I was told that some electrical equipment that had previously helped power the
London Underground; I have never been able to find a source for this but I
desperately want it to be true.

[1] Named in the 1980s [2]
[https://en.wikipedia.org/wiki/ISIS_neutron_source](https://en.wikipedia.org/wiki/ISIS_neutron_source)

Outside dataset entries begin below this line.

PR #1948, opened 2016-09-21
Feature/add mur no endpoint

anthonygarvan:
This makes the AdvisoryOpinions endpoint generic to fetch any doc by its `no`. Updates AO test and adds one for getting mur by `no`.


adborden:
:+1: Sweet, nice work re-using the advisory opinion API. Do you want to leave the old `/legal/advisory_opinions/:ao_no` up so that there's no downtime between updating the API and updating the web app?

adborden:
FWIW, [add_resource](http://flask-restful-cn.readthedocs.io/en/latest/api.html?highlight=add_resource#flask_restful.Api.add_resource) allows specifying multiple URLs, but because of the singular vs plural `advisory_opinions` the fix to keep the old route is more involved.

PR #1951, opened 2016-09-22
Adds committee names back into itemized schedule downloads

### LINKED ISSUE #1940: Include committee name in all schedule downloads
In order for users to understand the committees associated with the data they download, include the committee name in each row.

At some point, we removed the committee object from the schedule download files for the purposes of removing all the extraneous committee fields that came with it, but in so doing, we removed the actual committee name from the file, whether the spender or recipient. 

This needs to be implemented for:
- [x] Schedule A
- [x] Schedule B
- [x] Schedule E

Other issues referencing this bug:
https://github.com/18F/FEC/issues/467
https://github.com/18F/openFEC-web-app/issues/1438
https://github.com/18F/openFEC/issues/1894

ccostino:
Closes #1940 

This changeset addresses #1940 by adding support for related fields back into our exports on the itemized tables.  It does this by defining an extra attribute in our schema Meta objects that is ignored by everything but our export code.  This extra attribute allows you to set additional columns that are found in nested models related to the parent model you are trying to export.  If any are defined, the export functionality will follow the relationship to pull the information out and display it in the output with the specified label.  Documentation in the schema provides more information on how to do this.

This changeset also modifies our Schedule E model by removing the `committee_name` field set directly to the `cmte_nm` field in the table.  This field can sometimes be `null`, so we should be pulling it from the related `CommitteeHistory` model instead, just like the Schedule A and B models already do.

Lastly, this also supports an option to sort the columns in the output alphabetically.  This is disabled for now, but there is support to insert these additional conditional columns into specific positions as opposed to just the end.  This is used for the new `committee_name` column added back in for this PR.

/cc @LindsayYoung and @jontours

### DIFF
--- a/webservices/schemas.py
+++ b/webservices/schemas.py
@@ -2,6 +2,8 @@
 import re
 import functools
 
+from collections import namedtuple
+
 import marshmallow as ma
 from marshmallow_sqlalchemy import ModelSchema
 from marshmallow_pagination import schemas as paging_schemas
@@ -18,6 +20,19 @@ from sqlalchemy import func
 spec.definition('OffsetInfo', schema=paging_schemas.OffsetInfoSchema)
 spec.definition('SeekInfo', schema=paging_schemas.SeekInfoSchema)
 
+# A namedtuple used to help capture any additional columns that should be
+# included with exported data:
+# field: the field object definining the relationship on a model, e.g.,
+#   models.ScheduleA.committee (an object)
+# column: the column object found in the related model, e.g.,
+#   models.CommitteeHistory.name (an object)
+# label: the label to use for the column in the query that will appear in the
+# header row of the output, e.g.,
+#   'committee_name' (a string)
+
+# Usage:  Define a custom attribute in a schema's Meta options object called
+# 'relationships' and set to a list of one or more relationships.
+Relationship = namedtuple('Relationship', ['field', 'column', 'label', ])
 
 class BaseSchema(ModelSchema):
 
@@ -405,6 +420,13 @@ ScheduleASchema = make_schema(
             'contributor_employer_text',
             'contributor_occupation_text',
         ),
+        'relationships': [
+            Relationship(
+                models.ScheduleA.committee,
+                models.CommitteeHistory.name,
+                'committee_name',
+            ),
+        ],
     }
 )
 
@@ -501,6 +523,13 @@ ScheduleBSchema = make_schema(
             'recipient_name_text',
             'disbursement_description_text'
         ),
+        'relationships': [
+            Relationship(
+                models.ScheduleB.committee,
+                models.CommitteeHistory.name,
+                'committee_name',
+            ),
+        ],
     }
 )
 ScheduleBPageSchema = make_page_schema(ScheduleBSchema, page_type=paging_schemas.SeekPageSchema)
@@ -522,6 +551,13 @@ ScheduleESchema = make_schema(
         'exclude': (
             'payee_name_text',
         ),
+        'relationships': [
+            Relationship(
+                models.ScheduleE.committee,
+                models.CommitteeHistory.name,
+                'committee_name',
+            ),
+        ],
     }
 )
 ScheduleEPageSchema = make_page_schema(ScheduleESchema, page_type=paging_schemas.SeekPageSchema)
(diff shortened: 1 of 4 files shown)


ccostino:
I was thinking about this some more, would it make sense to add an index to the `name` column on the `ofec_committee_history_mv` view?

LindsayYoung:
That table is not that big so I definitely think it is worth adding indexes where they help. 

Also, have not taken a deep look yet, but thanks for expanding the docstrings!

ccostino:
Thanks, @LindsayYoung!  I can add that as a part of this PR, will take care of first thing next week.

LindsayYoung:
sorry I have not gotten to this yet

ccostino:
No worries at all @LindsayYoung!

webservices/tasks/download.py
```diff
@@ -71,20 +71,50 @@ def parse_kwargs(resource, qs):
...
     exclude = getattr(schema.Meta, 'exclude', ())
+    relationships = getattr(schema.Meta, 'relationships', [])
+    joins = []
     entities = [
         entity for entity in query_entities(query)
         if entity.key not in exclude
     ]
-    return query.with_entities(*entities)
+
+    for relationship in relationships:
```
jontours: this is clever!

webservices/schemas.py
```diff
@@ -18,6 +20,34 @@
...
+# at; defaults to -1 (end of the list), e.g.,
+#   1 (an integer, in this case the second spot in a list)
+
+# Usage:  Define a custom attribute in a schema's Meta options object called
+# 'relationships' and set to a list of one or more relationships.
+#
+# Note:  There is no clean way to provide default values for a namedtuple at
+# the moment. This wrapper is modeled after the following post:
+# https://ceasarjames.wordpress.com/2012/03/19/how-to-use-default-arguments-with-namedtuple/
+class Relationship(namedtuple('Relationship', 'field column label position')):
```
jontours: Since the schemas include the model it would seem to reason that it would recognize that relationship method defined on the model, where this seems duplicative.  But we discussed it and it seemed like you tried to get the downloads to work that way.  That's really the only thing I'm iffy on.

webservices/schemas.py
```diff
@@ -405,6 +435,14 @@ class CandidateHistoryTotalSchema(schemas['CandidateHistorySchema'], schemas['Ca
             'contributor_employer_text',
             'contributor_occupation_text',
         ),
+        'relationships': [
```
jontours: And in that same vein of being duplicative, was it verified that the query supporting this relationship is only made once per request?  My concern is that if `relationship` is defined both here in the schema and on the model, that it may be doing the query twice?  Perhaps?  I don't know.  But with `schedule_a` and `schedule_b` for say the last cycle, that could be an extra join that is definitely not wanted.

webservices/schemas.py
ccostino: The schemas _do_ recognize the relationship, but it is a nested relationship, and while it is provided in the output when hitting the API endpoint directly, those relationships are _not_ followed in the export code.  When we reach that code, it does not follow those nested relationships and reforms the query to be against the primary model and all of its fields itself, nothing more.

webservices/schemas.py
ccostino: As mentioned above, the query gets reformed during the export code to scale back to just the model itself, and this is a field that is on a related/nested model.  Explicitly looking at this information (and in order to get it, we ultimately need the actual column to query against and the label in which we'd like it to be called).

At the point of where this is processed, we're only dealing with the schema `Meta` information and the model itself.  Adding this `relationships` component to the `Meta` object allows us to explicitly define these things on an as-needed basis without having it impact the existing infrastructure/API output.  `marshmallow` and `flask` no nothing about this object except in the export code, which explicitly looks for it.

Since the query is re-written to be just the fields on the primary model we're dealing with (in this case, the itemized schedule data), there are no joins to begin with.  Any relationship added here (and the export code checks to see if the relationship between tables has already been added so it doesn't add it more than once) will only add that specific join.

In the end, all of this code only adds a single join between the schedule table being exported and the committee history associated with a record (based on a `committee_id`).  The query ends up being a lot simpler then the API endpoint query. :-)

jontours: Thanks for the explanation!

[3] [https://www.isis.stfc.ac.uk/Pages/Inside-the-ISIS-linear-
par...](https://www.isis.stfc.ac.uk/Pages/Inside-the-ISIS-linear-particle-
accelerator.aspx) [4]
[https://www.isis.stfc.ac.uk/Pages/ISIS_AR_2017.pdf](https://www.isis.stfc.ac.uk/Pages/ISIS_AR_2017.pdf)
picture on page 4

------
IgorPartola
I studied physics in college. One of the more surprising things I learned was
just how much scientific equipment was bought and sold via eBay. And we aren’t
talking like run of the mill high frequency generators. No, it was specialized
stuff like high field density magnets with cryo chambers, helium 3 systems,
etc.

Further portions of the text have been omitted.